The democracy movement in Hong Kong continues in full swing.  Nearly 800,000 people participated in the online poll conducted more than a week ago, demanding that the Chinese Communist regime allow a true general election in Hong Kong according to the Basic Law that the Communist regime defined itself.  As he people said, the people in Hong Kong should elect the government of Hong Kong.  They do not want the Communist government sending them another chief executive.


July 1 this year was the 17th anniversary of the transfer of sovereignty of Hong Kong to the People's Republic of China.  On this day, there were more than 500,000 people who took to the streets with the same goals as the online poll in the previous ten days: to retain the existing freedom and human rights in Hong Kong.  In the past seventeen years, there has been a huge loss of freedom and human rights in Hong Kong, so people can only put their hope in the 2017 general elections. Therefore, the goals of the poll and demonstrations have been focused on this general election.

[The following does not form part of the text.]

PR #29740, opened 2025-09-11
TST: disable overflow exception test of numpy.power on AIX

kkwli:
`numpy.power()` does not raise the overflow exception with numpy.float64 type.
It can be illustrated in the following code.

In comparison to 17 years ago, when Hong Kong was handed over to China by the government of the United Kingdom, or using a popular phrase "returned to China", the "return" was also cheered by hundreds of thousands of local people while the whole Mainland China was cheering.  Further back, the calls by people in Hong Kong protesting the British rule and asking that the governing power be returned to China were rampant.  Why now is it reversed?

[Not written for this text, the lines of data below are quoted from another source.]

PR #29696, opened 2025-09-06
DOC: Improve the format of a math operation

star1327p:
Improve the format of a math operation in:
https://numpy.org/devdocs/dev/internals.code-explanations.html

Improved version:
image

Original version:
image

PR #29742, opened 2025-09-11
DOC: Improve math format in accumulate 

star1327p:
Improve math format in accumulate 
https://numpy.org/devdocs/dev/internals.code-explanations.html

Closed #29696 and reopened a new PR.

### DIFF
--- a/doc/source/dev/internals.code-explanations.rst
+++ b/doc/source/dev/internals.code-explanations.rst
@@ -563,7 +563,10 @@ way, the operation performed is
 .. math::
    :nowrap:
 
-   $$o_k = \begin{cases} & i[0] & k=0 \\\ & i[k] \text{ <op> }o_{k-1} & k=1,\ldots, N \text{.} \end{cases}$$
+   \begin{align*}
+   o & =  \quad i[0] \quad  &  \\
+   o & =  i[k]\textrm{ <op> }o & k=1,\ldots, N.
+   \end{align*}
 
 where :math:`N+1` is the number of elements in the input, :math:`i`,
 :math:`o` is the output, and :math:`i[k]` is the
--- a/doc/source/dev/internals.code-explanations.rst
+++ b/doc/source/dev/internals.code-explanations.rst
@@ -563,10 +563,7 @@ way, the operation performed is
 .. math::
    :nowrap:
 
-   \begin{align*}
-   o & =  \quad i[0] \quad  &  \\
-   o & =  i[k]\textrm{ <op> }o & k=1,\ldots, N.
-   \end{align*}
+   $$o_k = \begin{cases} & i[0] & k=0 \\\ & i[k] \text{ <op> }o_{k-1} & k=1,\ldots, N \text{.} \end{cases}$$
 
 where :math:`N+1` is the number of elements in the input, :math:`i`,
 :math:`o` is the output, and :math:`i[k]` is the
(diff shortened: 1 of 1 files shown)


jorenham:
[current](https://numpy.org/doc/stable/dev/internals.code-explanations.html#accumulate):

image

[this PR](https://output.circle-artifacts.com/output/job/69e163bb-fd3b-4907-b8ab-a5b1cacc2a6d/artifacts/0/doc/build/html/dev/internals.code-explanations.html#accumulate):

image

I can't say I like the alignment here. I think it'd be better without the `\quad`s

jorenham:
How about something like this? 

```math
   o_k = \begin{cases}
     & i[0]  & \text{if } k=0  \\
     & i[k] \text{ <op> }o_{k-1} & \text{if } k=1,\ldots, N \text{.}
   \end{cases}
```

star1327p:
@jorenham Thank you for the suggestion! I have made the changes, and hope this works!

mattip:
Close/reopen to retry failed CI setup

doc/source/dev/internals.code-explanations.rst
```diff
@@ -563,10 +563,7 @@ way, the operation performed is
 .. math::
    :nowrap:
 
-   \begin{align*}
-   o & = & i[0] \\
-   o & = & i[k]\textrm{<op>}o\quad k=1\ldots N
-   \end{align*}
+   $$o_k = \begin{cases} & i[0] & k=0 \\\ & i[k] \text{ <op> }o_{k-1} & k=1,\ldots, N \text{.} \end{cases}$$
```
mattip: Why did you change `o` to be a vector? It is a single value in a reduce. That is the point of reduction. It is initialized to the value of `i[0]` and then subsequent iterations update it `o = i[k] <op> o`.

doc/source/dev/internals.code-explanations.rst
```diff
@@ -599,10 +596,7 @@ the current output pointer. Thus, the operation performed is
 .. math::
    :nowrap:
 
-   \begin{align*}
-   o[0] & = & i[0] \\
-   o[k] & = & i[k]\textrm{<op>}o[k-1]\quad k=1\ldots N.
-   \end{align*}
+   $$o_k = \begin{cases} & i[0] & k=0 \\\ & i[k] \text{ <op> }o_{k-1} & k=1,\ldots, N \text{.} \end{cases}$$
```
mattip, line 602: This now mixes subscript indexing and square-bracket indexing. Our documentation uses square brackets when describing ndarray indexing, so please revert that change. I am not sure the `cases` notation is appropriate here, since we are iterating over `i` and `o`, the first iteration is special.

mattip (commented):
I think your original motivation was to simply move the `i[0]` inwards a bit on the first line. Maybe for a first PR that is all you should try to do, and not change other things.

mattip:
I see @jorenham's suggestion above also mixes subscripting and bracket-indexing. Sorry to step on his toes.

star1327p:
@mattip Okay, I have applied the original changes in #29696. This time I remember to add `[skip actions][skip azp][skip cirrus]` in the commit to save CI resources. Hope this works!

jorenham:
> I see @jorenham's suggestion above also mixes subscripting and bracket-indexing. Sorry to step on his toes.

I figured that since it's a mathematical formulation, then the $=$ sign means "equals" and not "(re)assignment", so it'd require an index. E.g. if you write $a = a + 1$ that would imply that $a - a = 1$ and therefore $0 = 1$.
I agree that without an index it's probably clearer to most readers, but then this mathematical formulation might not be the best fit, and we should probably use pseudocode instead.

mattip:
Pseudocode is probably a better fit indeed. The formulations here do not accurately reflect the true C code, which uses `op.identity`. In [ufunc.reduce](https://numpy.org/devdocs/reference/generated/numpy.ufunc.accumulate.html#numpy-ufunc-accumulate) and [ufunc.accumulate](https://numpy.org/devdocs/reference/generated/numpy.ufunc.accumulate.html#numpy-ufunc-accumulate) there is a more accurate description of the functionality. The thing to make clear here is the way the same loops are used internally, only the step for the output is different.

mattip:
Closing, @star1327p if you wish to continue and refactor the equation as pseudocode that would be great.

I remember back then some people in Hong Kong had some sense of superiority.  They felt that they were under the protection of Her Majesty in England; they enjoyed freedom and human rights; they also enjoyed the favorable economy.  In comparison to people of the Mainland, they did appear to be superior, in some ways similar to how foreigners in China are treated as more superior by the Chinese Communists and even some Chinese.  Their self-sense was pretty good.


Generally speaking, people who have good lives do not care as much about the suffering around them.  The suffering of people in the Mainland China was irrelevant to people in Hong Kong.  To the most it was a topic of talk at the end of meals and teatime, a gossip about a far and away place.  I remember shortly after that, there was a high official in the British Hong Kong Government who asked me with a stranger tune: why don't people in Hong Kong care about the tyranny of the Communist Party being extended to Hong Kong?  That tyranny was right next to these people -- yet when these officials were negotiating with the Communist regime, they did not hear the voices from the people of Hong Kong.

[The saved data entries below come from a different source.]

Issue #29721, opened 2025-09-09
BUG (?): backwards compatibility of ndmax changes?


tylerjereddy:
I bisected NumPy against the SciPy `maintenance/1.16.x` branch and found some newly-occurring test failures are the result of the commit below the fold.

<details>

```
4e00e4df15528323f6d76bbd40157b582861af86 is the first bad commit
commit 4e00e4df15528323f6d76bbd40157b582861af86
Author: kibitzing <kang-jingu@naver.com>
Date:   Sat Aug 16 21:20:52 2025 +0900

    ENH: Add ndmax parameter to np.array to control recursion depth (#29569)
    
    * ENH: add ndmax parameter to np.array
    
    * ENH: validate ndmax argument is positive
    
    * TST: add ndmax tests for array creation
    
    * ENH: allow np.array with ndmax=0 to create 0-D array
    
    * MNT: simplify ndmax validation and error message
    
    * MNT: improve consistency in error message formatting
    
    * DOC: add comment explaining legacy behavior of max_depth=0
    
    * TST: update tests to reflect new ndmax validation and error message
    
    * DOC: add documentation and examples for np.array ndmax parameter
    
    * DOC: add release note for numpy.array ndmax parameter

 doc/release/upcoming_changes/29569.new_feature.rst | 27 ++++++++
 numpy/_core/_add_newdocs.py                        | 26 +++++++-
 numpy/_core/src/multiarray/array_converter.c       |  2 +-
 numpy/_core/src/multiarray/ctors.c                 | 19 +++++-
 numpy/_core/src/multiarray/multiarraymodule.c      | 28 ++++++---
 numpy/_core/src/multiarray/scalartypes.c.src       |  2 +-
 numpy/_core/tests/test_multiarray.py               | 73 ++++++++++++++++++++++
 7 files changed, 162 insertions(+), 15 deletions(-)
 create mode 100644 doc/release/upcoming_changes/29569.new_feature.rst
```

</details>

That's from gh-29569, which touches C code, and SciPy also has some tricky NumPy C API business going on in the test failures at https://github.com/scipy/scipy/pull/23543. Could we get a solution that is backwards compatible, even if the conclusion is that SciPy is misbehaving here?

I'll try to dissect a bit deeper in `_lfilter.cc` maybe--it may be that we're using an argument incorrectly, but even so, it fully backwards compatible down to bare metal it shouldn't break.

mattip:
[...]

PR #29745, opened 2025-09-12
BUG: Fix max_depth validation condition in PyArray_FromAny_int

kibitzing:
Fix for issue #29721 reported by @tylerjereddy after analysis and confirmation that this is indeed a bug.

When `ndim > max_depth`, an error should have been raised, but the unnecessary check `(in_DType == NULL || in_DType->type_num != NPY_OBJECT)` prevented the proper error from being raised, causing different errors to occur downstream instead. Therefore, this condition has been removed.

Detailed discussion can be found at: https://github.com/numpy/numpy/pull/29569/files#r2340732107

### DIFF
--- a/numpy/_core/src/multiarray/ctors.c
+++ b/numpy/_core/src/multiarray/ctors.c
@@ -1593,7 +1593,7 @@ PyArray_FromAny_int(PyObject *op, PyArray_Descr *in_descr,
         npy_free_coercion_cache(cache);
         goto cleanup;
     }
-    if (ndim > max_depth && (in_DType == NULL || in_DType->type_num != NPY_OBJECT)) {
+    if (ndim > max_depth) {
         PyErr_SetString(PyExc_ValueError,
                 "object too deep for desired array");
         npy_free_coercion_cache(cache);
--- a/numpy/_core/tests/test_multiarray.py
+++ b/numpy/_core/tests/test_multiarray.py
@@ -1354,6 +1354,12 @@ class TestCreation:
         with pytest.raises(ValueError, match="ndmax must be in the range"):
             np.array(data, ndmax=65)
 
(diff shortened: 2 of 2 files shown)


mattip:
Before this PR the new test does not raise. It ignores the `ndmax=1` and returns an object array with shape `(2,3)`, which does not respect the `ndmax` argument. I guess a case could be made that we could wrap the input ndarray input into a new, 1d ndarray of `dtype=object` and shape `(1,)`, but that seems like a very odd use case. Let's go with this fix, and see if anyone complains.

mattip:
Thanks @kibitzing

kibitzing:
Thanks for the thorough review, @mattip !
As you said, with the current implementation, when a `np.array` is input and `ndmax` is smaller than the dim of the array, it raises an error instead of silently ignoring `ndmax`.
If this becomes an issue, I'd be glad to revisit and implement the approach you suggested.

mhvk:
Thanks both! Had I been asked, I would not have known what `np.array(np.array([[1,2,3],[4,5,6]]), dtype=object, ndmax=1)` should return: an object array scalar, or an object array with shape `(2,)` (as it would do for just the nested list), or indeed error. Refusing the temptation to guess and erroring seems appropriate here!

seberg:
Agreed an error is the only righ thing.  If the argument would be `ndims=1` then I suppose one could argue to just treat the nested array as a list.
With `ndmax` though that can't be cleanly defined and I agree to not guess.

But that is nothing to do.  I suppose if `ndmin` _and_ `ndmax` are used one could allow such logic.  I am not sure what happens right now in the `ndmin` case, TBH.  I suspect it might just add an additional dimension (which is just as wrong, but would have been the case since forever presumably).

With this deception, the people in Hong Kong were ushered into this transfer of power.  Even so, when the disaster was approaching many people felt fear and emigrated overseas to escape tyranny that may come.  That would not be a good thing for the Communist regime and did not meet its goal for taking over Hong Kong.  Under the pressure of emigration, the Communist regime chose the strategy of boiling frogs from the warm water.  It temporarily kept its promise to retain most freedom and human rights in Hong Kong.


At that time, the economic development of Hong Kong was still very important to the Chinese Communist regime.  The Communist regime took a strategy of temporarily forbearance to Hong Kong's support of the democratic movement in China in 1989, while waiting to settle scores later on.  These strategies created a false impression in the people of Hong Kong that the Chinese Communists would really keep their promises.  The Hong Kong people who were used to dealing with a British Hong Kong government that was relatively better at keeping its promises, were mistaken that the Communist regime in China would also keep its promises.  They did not know that the Communist regime would only keep its promises according to its own interest, rather than the normal understanding of "promise".


Now China's economy has developed and its foreign trade is no longer in need of Hong Kong.  So the Communist regime is getting increasingly intolerant of that little freedom and human rights protection that people in Hong Kong enjoy.  Thus, the temperature of the water that is boiling the frogs is rising, which has made the Hong Kong people's feelings more and more unbearable.  As for the promises that were already made, they might be open to interpretation.  As long as the Communist regime holds the power of interpretation, it will make itself the champion of blatantly “calling the deer as horse".  To the Communist regime, the norm of human conduct is "not to interfere in internal affairs".


Now, for the people of Hong Kong, the most important thing is how to make the Communist regime keep its promises.  Under what circumstances would that regime keep its promises?  That would be of interest.  Only if the non-compliance of promises  would result in losses or even become dangerous to the Communist regime would it be compelled to keep its promises.  If it will not have any loss due to the violation of its promises, why should it be bothered?


We should have noticed that the Communist regime has repeated its threats of cracking down before the rising up of people in Hong Kong this time.  The Chinese military was stationed in Hong Kong.  And it was said that the high officials of the Chinese police had come to Hong Kong.  These news items were deliberately spread in an effort to achieve the effect of intimidation.  They clearly implied the bloody massacre 25 years ago in Beijing.  The Communist regime thought the people of Hong Kong are sissies, thus its problem could be easily resolved by frightening them.  But it is wrong.  There are at least hundreds of thousands of brave people in Hong Kong.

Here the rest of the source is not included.